Actress Elizabeth Hurley is set to give evidence the following week, followed by John and Furnish in early February.
It will be a rare trip back to Britain for the prince, also known as the Duke of Sussex, who stepped back from royal duties in 2020 and relocated eventually to California with wife Meghan, where they live with their two children.
During his last UK visit in September, Harry met with his father King Charles III seeking to start to repair a bitter rift with his immediate family.
But UK media have said there are no plans for Harry to see his father during next week's visit.
The prince has waged several legal battles with UK tabloids over privacy invasion accusations, including phone hacking.
In 2023, he made history by becoming the first senior British royal to give evidence in court for more than a century, when he testified as part of a claim against Mirror Group Newspapers (MGN).

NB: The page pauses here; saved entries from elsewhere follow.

PR #3516, opened 2022-04-29
graph, graphql: Represent map keys in GraphQL query results as Box<str>

lutter:
I've been looking for ways to reduce the size of the internal representation of query results since that often takes up much more space then the resulting JSON. I suspect that a big driver of that is that `String` is very memory-inefficient for short strings - the string `id` as a `String` takes 24+2 bytes.

One way to reduce the amount of space taken by short strings, and there are a lot of them in query results, would be string interning, where we could get away with as little as 2 or 4 bytes of storage per string, depending on how we intern strings. But interning the map keys that we use in `r::Value::Object` is a bit of an undertaking: we'd want to build a string pool for the API schema, and then put a string pool derived from additional keys (field aliases) introduced by the GraphQL query 'on top' of that.

Rather than doing that, we can switch from `String` for these keys to `Box<str>` which reduces the memory overhead for each string by 8 bytes, so that the string `id` takes 16+2 bytes. The difference between the two is that `Box<str>` doesn't support mutating the string, but we don't need that for the keys in query results.

If this fairly simple change turns out to be worthwhile, it points the way to (a) that interning strings would also be worthwhile and (b) that it would be worth using `Box<str>` in more places where we deal with immutable strings (e.g., the GraphQL AST or `Entity`)

I am using a newtype for `Box<str>` in this PR and, because naming is hard, called it `Word`.

### DIFF
--- a/graph/examples/stress.rs
+++ b/graph/examples/stress.rs
@@ -3,6 +3,7 @@ use std::collections::{BTreeMap, HashMap};
 use std::iter::FromIterator;
 use std::sync::atomic::{AtomicUsize, Ordering::SeqCst};
 
+use graph::data::value::Word;
 use graph::prelude::{lazy_static, q};
 use rand::SeedableRng;
 use rand::{rngs::SmallRng, Rng};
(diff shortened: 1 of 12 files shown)


leoyvens (approved):
Nice, `Box<str>` is underused.

lutter:
> Nice, `Box<str>` is underused.

I blame the fact that there's no nice obvious name for this type. (and that `String` should have a slightly scarier name)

The High Court ruled later that year that Harry was a victim of phone hacking by journalists working for those papers, and awarded him £140,600 ($188,000) in damages.
- Phone tapping -
Harry last year settled a long-running lawsuit against Rupert Murdoch's UK tabloid publisher, which agreed to pay him "substantial damages" after admitting intruding into his private life, including by hacking his phone.
In the remaining ANL case, Harry and the others accuse its papers of various alleged wrongdoing, including tapping phone calls and impersonating individuals to obtain medical information for articles. The accusations are firmly denied.
Lawyers for the claimants said the alleged unlawful acts were carried out from 1993 to 2011, but some took place as late as 2018.
A pre-trial hearing on Thursday at the High Court saw lawyers for both sides wrangling over various unresolved matters, including a challenge by the claimants' lawyers over the planned opening statement by ANL's legal team.
Judge Matthew Nicklin ruled that a small portion of the opening statement should be amended, but refused to order larger changes.